(Stored data entries)
PR #1446, opened 2026-06-09
Deflection provider export fixtures

canfieldjuan:
Plan: plans/PR-Deflection-Provider-Export-Fixtures.md
Slice phase: Functional validation

#1384 still had provider-export validation deferred after CSV hardening and HTML normalization. This slice adds sanitized provider-shaped CSV fixtures for the advertised upload providers, expands only narrow customer-comment/support/admin-reply aliases, rejects generic response/SLA/auto-ack aliases as resolution evidence, and proves the real CSV parser -> support-ticket package -> deflection report/submit diagnostics path against them.

## Intentional
- These are sanitized provider-shaped contract fixtures, not a substitute for operator-supplied real exports.
- No live Zendesk/Freshdesk/Help Scout/Intercom APIs are called; the product remains upload-based.
- The alias list rejects generic `response`/`comment` fields, including `reply_text`, `first_response`, and `last_response`, because they can be SLA metadata or auto-acks rather than actual agent resolutions.

## Deferred
- True sanitized exports from customer/operator accounts remain the stronger #1384 validation follow-up when those files are supplied.
- A richer inspect/pre-payment UI can render these diagnostics outside the current locked result page if the portfolio product wants a separate widget.

## Parked hardening
- None.

## AI Reconciliation
- AI findings reviewed: yes. All fixed or waived: yes.
- Fixed Codex/reviewer blocker: removed generic `reply_text`, `first_response`, and `last_response` resolution aliases from the package and markdown fallback, and added regression tests proving those values do not create resolution evidence.
- NIT left deferred: a dedicated "no message bodies detected" warning for ticket-index-only exports is non-blocking because #1441 upload guidance plus the gap-list signal already steers users away from publishable answers.

## Verification
- python -m pytest tests/test_extracted_support_ticket_input_package.py tests/test_extracted_ticket_faq_markdown.py tests/test_smoke_content_ops_support_ticket_package.py tests/test_extracted_content_deflection_submit.py -q — 239 passed.
- python -m py_compile extracted_content_pipeline/support_ticket_input_package.py extracted_content_pipeline/ticket_faq_markdown.py tests/test_extracted_support_ticket_input_package.py tests/test_extracted_ticket_faq_markdown.py — passed.
- bash scripts/validate_extracted_content_pipeline.sh — passed.
- python extracted/_shared/scripts/forbid_atlas_reasoning_imports.py extracted_content_pipeline — clean.
[...]

PR #1450, opened 2026-06-09
Deflection inspect preview gate

canfieldjuan:
Plan: plans/PR-Deflection-Inspect-Preview-Gate.md

#1384's remaining launch gap is that the public FAQ deflection upload can still go straight to private Blob submit before showing the existing ATLAS ingestion diagnostics. This adds a server-side portfolio inspect proxy, runs it before Blob upload, and re-inspects the private Blob server-side before report submit so direct API calls cannot bypass the gate.

## Intentional
- This is a validation gate, not a replacement for the paid result page.
- The normal UI path inspects before Blob upload, then the submit route re-inspects the private Blob. The duplicate deterministic inspect is intentional because the submit API cannot trust React state.
- The inspect proxy returns bounded diagnostics only, dropping full source material and redacting email-shaped sample values before the browser sees them.

## Deferred
- Richer provider-specific remediation copy can follow after the gate lands.
- Operator-supplied sanitized provider exports remain the stronger #1384 proof when available.

## Parked hardening
- None.

## AI reconciliation
- All fixed or waived: yes.
- Codex P2 "Enforce inspect before accepting submit server-side" fixed: the submit route now re-inspects the private Blob with server-side ATLAS credentials and returns `deflection_inspect_not_ready` before report submit when inspect returns `ok:false`.
- Reviewer NIT "not_ready -> no upload isn't directly tested" fixed in the enrolled upload-shell test: `private blob submit blocks not-ready inspect before report submit` asserts the report submit endpoint is never called.

## Verification
- `npm ci`
- `npm run build` (passes; Vite reports existing sitemap/chunk-size warnings)
- `npm run test:deflection-upload-shell` (25/25 ok)
- `npm run test:deflection-result` (18/18 ok)
- `npm run test:deflection-atlas-proxy` (17/17 ok)
- `git diff --check`

## Diff size
- 5 files, 963 LOC.

### DIFF
--- a/plans/PR-Deflection-Inspect-Preview-Gate.md
+++ b/plans/PR-Deflection-Inspect-Preview-Gate.md
@@ -1,0 +1,121 @@
+# PR-Deflection-Inspect-Preview-Gate
+
+## Why this slice exists
+
+#1384's remaining ATLAS-side launch gap is the pre-payment inspect gate. CSV
+parser hardening, HTML normalization, and provider-shaped fixtures are merged,
+but the public FAQ deflection upload still goes straight from browser -> private
+Blob -> submit/report generation. A bad or ticket-index-only CSV can therefore
+reach the locked-report path before the buyer sees the existing ingestion
+diagnostics.
+
+This slice gates the public portfolio submit flow with the existing ATLAS
+`/content-ops/ingestion/files/inspect` contract before private Blob upload and
+report generation. It does not invent a new parser or LLM path.
+
+The diff is over the 400 LOC soft cap because the gate is indivisible at this
+layer: the server proxy, browser block, submit-route enforcement, and
+CI-facing negative tests must land together or the public page either exposes an
+unauthenticated client call, shows diagnostics without enforcement, leaves the
+submit API bypassable, or enforces a gate with no failure-branch coverage.
+
+## Scope (this PR)
+
+Ownership lane: content-ops/deflection-launch-readiness
+Slice phase: Functional validation
+
+1. Add a portfolio server route that forwards browser multipart inspect requests
+   to ATLAS with server-side auth, byte limits, and fail-closed response
+   projection.
+2. Run inspect from `FaqDeflectionUpload` before private Blob upload; block
+   normal report creation when inspect fails or returns `ok: false`.
+3. Re-inspect the private Blob server-side in the submit route before forwarding
+   to ATLAS report generation so direct submit API calls cannot bypass the gate.
+4. Show bounded diagnostics in the upload page: ticket/source count, source
+   type counts, warning/missing-field counts, and sample preview.
+5. Extend the enrolled portfolio upload shell test for success and failure
+   paths. No new test script or workflow enrollment is needed.
+
+### Review Contract
+
+- Acceptance criteria:
+  - [ ] The browser never receives ATLAS URL/token/account credentials.
+  - [ ] The inspect route forwards multipart bytes to ATLAS with auth and caps
+        upload size before forwarding.
+  - [ ] Malformed ATLAS inspect envelopes fail closed.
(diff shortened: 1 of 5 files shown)


canfieldjuan (commented):
## Pull Request Overview

Pre-payment inspect gate for the deflection upload (#1384's remaining ATLAS-side gap): a server-side proxy (`inspect.js`) validates the CSV before private Blob upload + report generation, and the UI blocks creation when it's not usable. This is well-designed security work -- I verified the boundary rather than trusting it:

- **Whitelist projection, not blacklist.** `projectInspectPayload` forwards only `ok`, counts, diagnostics, and bounded `samples` -- never answers, evidence, full report, or `account_id`. So no paywall bypass and no credential leak even if ATLAS's response carried extra fields. Fail-closed: any unexpected shape -> `atlas_inspect_contract_violation` (tested).
- **PII-safe samples.** `sanitizeSampleValue` redacts emails (`[redacted-email]`) and truncates -- and the test asserts `samples[0].text.includes("[redacted-email]")`.
- **Token stays server-side** (`Bearer ${config.token}` from env); the test asserts the browser source has no `account_id`, no `ATLAS_B2B_JWT`/tokens, no `Authorization`.
- **Bounded + validated input:** multipart-required (415), byte cap -> 413 (tested with `MAX_INSPECT_MULTIPART_BYTES + 1`), 50 MB client check.
- **The gate has teeth.** On not-ready (`ok:false` / `opportunity_count <= 0`) the submit flow sets `not_ready` and returns *before* `uploadBlob`; hard failures throw before it. Honest messaging ("Re-export full ticket threads...") -- which also closes the #1446 index-only NIT.
- Diff is over 400 LOC but the plan justifies it as an indivisible gate (proxy + browser block + negative tests), and it's lane-tagged correctly. All upload-shell tests pass.

**Verdict: LGTM.**

### NIT -- the gate's core enforcement (not_ready -> no upload) isn't directly tested
The endpoint behaviors are thoroughly pinned (projection, redaction, 413, fail-closed), and the inspect-before-blob *ordering* is asserted -- but nothing asserts that a `not_ready` inspect result actually prevents `uploadBlob`. The ordering test wouldn't catch someone deleting the `return` at the not-ready branch, which would silently make the gate toothless. Add a behavioral test: feed a not-ready inspect response and assert `uploadBlob` is not called (and report creation is blocked). It's the one load-bearing behavior the feature exists for, so it's worth pinning. Base fresh; CI green.

canfieldjuan (commented):
## Re-review (d1c09d26)

My NIT is resolved -- and the dev went further than I asked. Instead of just adding a client-side test, they **moved the gate enforcement server-side**:

- `submitPrivateBlob` now runs `inspectPrivateCsvBlob` on the uploaded blob, and on not-ready it **deletes the blob and returns 400 `deflection_inspect_not_ready` before any submit**. That's authoritative -- a client can't bypass it by uploading a not-ready CSV directly -- and the blob cleanup means rejected uploads don't orphan storage.
- **The block is behaviorally pinned, for real.** The test "private blob submit blocks not-ready inspect before report submit" asserts not-ready -> `calls.length == 1` (only the inspect call to ATLAS; submit is **not** forwarded) and the `deflection_inspect_not_ready` result; the ready path asserts `calls.length == 2`. I mutation-tested it the careful way -- disabled the enforcement while *keeping* the `deflection_inspect_not_ready` string so a source-match couldn't mask it -- and that behavioral test went red. So it pins the actual block, not just the presence of a string.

• _EXERCISE GOAL_: Look above for the line containing "## Re-review (d1c09d26)" and the line containing "don't orphan storage.". Transcribe both, with the lines between them, exactly.

• _RESPONSE TO THIS TASK_:
## Re-review (d1c09d26)

My NIT is resolved -- and the dev went further than I asked. Instead of just adding a client-side test, they **moved the gate enforcement server-side**:

- `submitPrivateBlob` now runs `inspectPrivateCsvBlob` on the uploaded blob, and on not-ready it **deletes the blob and returns 400 `deflection_inspect_not_ready` before any submit**. That's authoritative -- a client can't bypass it by uploading a not-ready CSV directly -- and the blob cleanup means rejected uploads don't orphan storage.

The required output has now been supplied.